··· Records for this task ···

PR #41367, opened 2022-03-06
Eloquent\Builder $query->value() clear return type on not finding a model

vanyamil:
Theoretically should not change anything (I am uncertain of how PHP handles evaluating a no-return, but maybe it auto returns null), but should clearly indicate to readers that in case of not being able to find a model through the query, value() returns null. This matches the behaviour in Query\Builder.


driesvints:
The current method already returns this. In general, we don't explicitly add `return null`.

PR #41374, opened 2022-03-07
PHP 8.0: switch to match

mrrazvi:


SjorsO:
`preg_match` returns 0 or 1, and `match` is a strict comparison (`===`), so the last two cases will never match.

driesvints:
Please resubmit this with passing tests, thanks.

···

Start to finish, copy the records above with no differences.

PR #41367, opened 2022-03-06
Eloquent\Builder $query->value() clear return type on not finding a model

vanyamil:
Theoretically should not change anything (I am uncertain of how PHP handles evaluating a no-return, but maybe it auto returns null), but should clearly indicate to readers that in case of not being able to find a model through the query, value() returns null. This matches the behaviour in Query\Builder.


driesvints:
The current method already returns this. In general, we don't explicitly add `return null`.

PR #41374, opened 2022-03-07
PHP 8.0: switch to match

mrrazvi:


SjorsO:
`preg_match` returns 0 or 1, and `match` is a strict comparison (`===`), so the last two cases will never match.

driesvints:
Please resubmit this with passing tests, thanks.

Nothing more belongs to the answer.